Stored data
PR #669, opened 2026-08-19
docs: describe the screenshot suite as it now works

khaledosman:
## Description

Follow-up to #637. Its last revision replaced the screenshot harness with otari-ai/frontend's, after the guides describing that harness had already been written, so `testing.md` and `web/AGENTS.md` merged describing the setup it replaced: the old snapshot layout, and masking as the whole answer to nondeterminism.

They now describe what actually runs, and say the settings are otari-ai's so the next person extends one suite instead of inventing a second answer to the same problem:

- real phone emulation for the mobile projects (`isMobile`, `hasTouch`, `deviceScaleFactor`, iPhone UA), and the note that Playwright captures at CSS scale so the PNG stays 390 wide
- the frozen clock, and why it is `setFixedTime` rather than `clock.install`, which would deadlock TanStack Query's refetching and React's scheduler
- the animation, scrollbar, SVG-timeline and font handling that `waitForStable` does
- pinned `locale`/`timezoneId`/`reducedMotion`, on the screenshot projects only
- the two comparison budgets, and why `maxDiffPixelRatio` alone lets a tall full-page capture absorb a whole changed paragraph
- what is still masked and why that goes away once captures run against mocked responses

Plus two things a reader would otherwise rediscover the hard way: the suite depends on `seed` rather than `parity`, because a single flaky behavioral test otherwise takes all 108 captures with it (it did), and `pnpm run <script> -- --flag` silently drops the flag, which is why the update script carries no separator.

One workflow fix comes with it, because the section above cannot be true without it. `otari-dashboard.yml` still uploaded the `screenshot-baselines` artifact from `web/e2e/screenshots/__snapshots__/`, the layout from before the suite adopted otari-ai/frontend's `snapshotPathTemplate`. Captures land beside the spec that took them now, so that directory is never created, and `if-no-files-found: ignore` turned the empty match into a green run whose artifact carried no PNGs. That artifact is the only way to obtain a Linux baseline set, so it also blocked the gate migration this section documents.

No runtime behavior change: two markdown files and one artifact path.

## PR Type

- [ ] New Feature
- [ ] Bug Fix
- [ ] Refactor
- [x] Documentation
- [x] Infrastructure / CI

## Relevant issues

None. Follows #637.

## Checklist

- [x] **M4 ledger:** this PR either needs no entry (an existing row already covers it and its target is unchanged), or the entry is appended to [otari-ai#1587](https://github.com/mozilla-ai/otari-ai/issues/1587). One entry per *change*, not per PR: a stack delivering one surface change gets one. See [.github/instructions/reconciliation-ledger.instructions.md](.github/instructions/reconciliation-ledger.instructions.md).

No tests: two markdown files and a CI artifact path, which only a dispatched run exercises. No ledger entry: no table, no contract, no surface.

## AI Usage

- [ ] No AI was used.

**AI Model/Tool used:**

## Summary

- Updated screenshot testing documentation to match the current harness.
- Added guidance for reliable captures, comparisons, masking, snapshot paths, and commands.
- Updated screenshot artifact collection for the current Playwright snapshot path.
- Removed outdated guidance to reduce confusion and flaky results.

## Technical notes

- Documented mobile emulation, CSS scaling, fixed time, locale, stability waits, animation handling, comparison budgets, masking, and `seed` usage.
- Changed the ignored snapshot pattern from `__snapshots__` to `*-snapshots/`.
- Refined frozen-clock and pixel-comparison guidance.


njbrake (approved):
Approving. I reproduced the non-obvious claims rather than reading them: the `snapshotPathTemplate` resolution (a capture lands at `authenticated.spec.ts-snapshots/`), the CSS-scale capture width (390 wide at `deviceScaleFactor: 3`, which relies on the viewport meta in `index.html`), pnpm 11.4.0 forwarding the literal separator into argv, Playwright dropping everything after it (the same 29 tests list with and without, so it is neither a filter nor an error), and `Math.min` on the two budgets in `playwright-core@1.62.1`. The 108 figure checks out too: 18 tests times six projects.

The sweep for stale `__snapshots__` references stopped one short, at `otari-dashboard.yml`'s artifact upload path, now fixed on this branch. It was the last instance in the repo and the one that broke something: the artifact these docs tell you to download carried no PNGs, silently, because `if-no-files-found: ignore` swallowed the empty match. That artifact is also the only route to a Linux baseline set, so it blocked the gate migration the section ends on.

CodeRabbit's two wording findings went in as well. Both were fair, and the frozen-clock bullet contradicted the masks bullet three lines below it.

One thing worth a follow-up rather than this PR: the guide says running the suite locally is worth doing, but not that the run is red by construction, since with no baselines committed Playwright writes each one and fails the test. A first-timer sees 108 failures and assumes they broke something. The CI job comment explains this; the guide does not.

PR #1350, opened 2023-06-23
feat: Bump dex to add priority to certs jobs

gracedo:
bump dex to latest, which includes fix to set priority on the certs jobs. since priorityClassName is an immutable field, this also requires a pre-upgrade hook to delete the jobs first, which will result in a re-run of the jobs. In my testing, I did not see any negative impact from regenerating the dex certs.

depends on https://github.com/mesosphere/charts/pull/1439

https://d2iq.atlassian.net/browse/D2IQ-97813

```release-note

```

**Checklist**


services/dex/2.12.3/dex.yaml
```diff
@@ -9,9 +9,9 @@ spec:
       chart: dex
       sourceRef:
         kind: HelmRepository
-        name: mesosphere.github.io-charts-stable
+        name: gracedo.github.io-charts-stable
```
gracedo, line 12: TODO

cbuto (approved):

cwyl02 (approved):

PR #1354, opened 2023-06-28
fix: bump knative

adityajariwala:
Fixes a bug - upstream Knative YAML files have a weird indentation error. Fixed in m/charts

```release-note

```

_Goal of the exercise_
Look through the entries and copy every line in which the string "first" appears.

_Response to the task_
One thing worth a follow-up rather than this PR: the guide says running the suite locally is worth doing, but not that the run is red by construction, since with no baselines committed Playwright writes each one and fails the test. A first-timer sees 108 failures and assumes they broke something. The CI job comment explains this; the guide does not.
bump dex to latest, which includes fix to set priority on the certs jobs. since priorityClassName is an immutable field, this also requires a pre-upgrade hook to delete the jobs first, which will result in a re-run of the jobs. In my testing, I did not see any negative impact from regenerating the dex certs.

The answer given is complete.